Material provided START

PR #961, opened 2017-02-07
set dummy serial number

hamano:
tokeninfo->serial_number = NULL; doesn't work with OSX tokend.
see https://github.com/OpenSC/OpenSC.tokend/blob/96b89d1bedfd00d095fdac7e3a9628127e227a78/OpenSC/OpenSCToken.cpp#L304
Also PKCS#11 spec doesn't allow this.
http://docs.oasis-open.org/pkcs11/pkcs11-base/v2.40/os/pkcs11-base-v2.40-os.html

> serialNumber       character-string serial number of the device.  MUST be padded with the blank character (‘ ).  MUST NOT be null-terminated.

Thank you.

### DIFF
--- a/src/libopensc/pkcs15-jpki.c
+++ b/src/libopensc/pkcs15-jpki.c
@@ -47,8 +47,8 @@ sc_pkcs15emu_jpki_init(sc_pkcs15_card_t * p15card)
 
 	p15card->tokeninfo->label = strdup("JPKI");
 	p15card->tokeninfo->manufacturer_id = strdup("JPKI");
-	/* set NULL until we found serial number */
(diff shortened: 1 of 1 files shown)


frankmorgner:
didn't you say that this is a contactless card? If the UID is non-random, you could use the UID as serial number...

hamano:
Thanks for your comment.
I was able to get IDm by sending "FF CA 00 00 00", but the JPKI card also has contact interface.
https://www.kojinbango-card.go.jp/en/kojinbango/index.html
It is not able to get IDm when using contact reader.
I'm plannning to use certificate serial, but could you merge this at the moment?

hamano:
duplicate #964

PR #963, opened 2017-02-07
macOS: Use a better Installer and Uninstaller

frankmorgner:
An apple script converted to an App calls the local
/usr/local/bin/opensc-uninstall


frankmorgner:
Maybe someone else could add some nice icons...

metsma:
You can compile the app build time to avoid apple binaries in source.
osacompile -o MyScript.app MyScript.scpt

frankmorgner:
thanks

frankmorgner:
- fixed compiling the app from source via `build-package`
- fixed `make dist`

- added simplified user interactions during installation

Material provided END

### Task to complete
Repeat each line above exactly as written.

### Result for this exercise
PR #961, opened 2017-02-07
set dummy serial number

hamano:
tokeninfo->serial_number = NULL; doesn't work with OSX tokend.
see https://github.com/OpenSC/OpenSC.tokend/blob/96b89d1bedfd00d095fdac7e3a9628127e227a78/OpenSC/OpenSCToken.cpp#L304
Also PKCS#11 spec doesn't allow this.
http://docs.oasis-open.org/pkcs11/pkcs11-base/v2.40/os/pkcs11-base-v2.40-os.html

> serialNumber       character-string serial number of the device.  MUST be padded with the blank character (‘ ).  MUST NOT be null-terminated.

Thank you.

### DIFF
--- a/src/libopensc/pkcs15-jpki.c
+++ b/src/libopensc/pkcs15-jpki.c
@@ -47,8 +47,8 @@ sc_pkcs15emu_jpki_init(sc_pkcs15_card_t * p15card)
 
 	p15card->tokeninfo->label = strdup("JPKI");
 	p15card->tokeninfo->manufacturer_id = strdup("JPKI");
-	/* set NULL until we found serial number */
(diff shortened: 1 of 1 files shown)


frankmorgner:
didn't you say that this is a contactless card? If the UID is non-random, you could use the UID as serial number...

hamano:
Thanks for your comment.
I was able to get IDm by sending "FF CA 00 00 00", but the JPKI card also has contact interface.
https://www.kojinbango-card.go.jp/en/kojinbango/index.html
It is not able to get IDm when using contact reader.
I'm plannning to use certificate serial, but could you merge this at the moment?

hamano:
duplicate #964

PR #963, opened 2017-02-07
macOS: Use a better Installer and Uninstaller

frankmorgner:
An apple script converted to an App calls the local
/usr/local/bin/opensc-uninstall


frankmorgner:
Maybe someone else could add some nice icons...

metsma:
You can compile the app build time to avoid apple binaries in source.
osacompile -o MyScript.app MyScript.scpt

frankmorgner:
thanks

frankmorgner:
- fixed compiling the app from source via `build-package`
- fixed `make dist`

- added simplified user interactions during installation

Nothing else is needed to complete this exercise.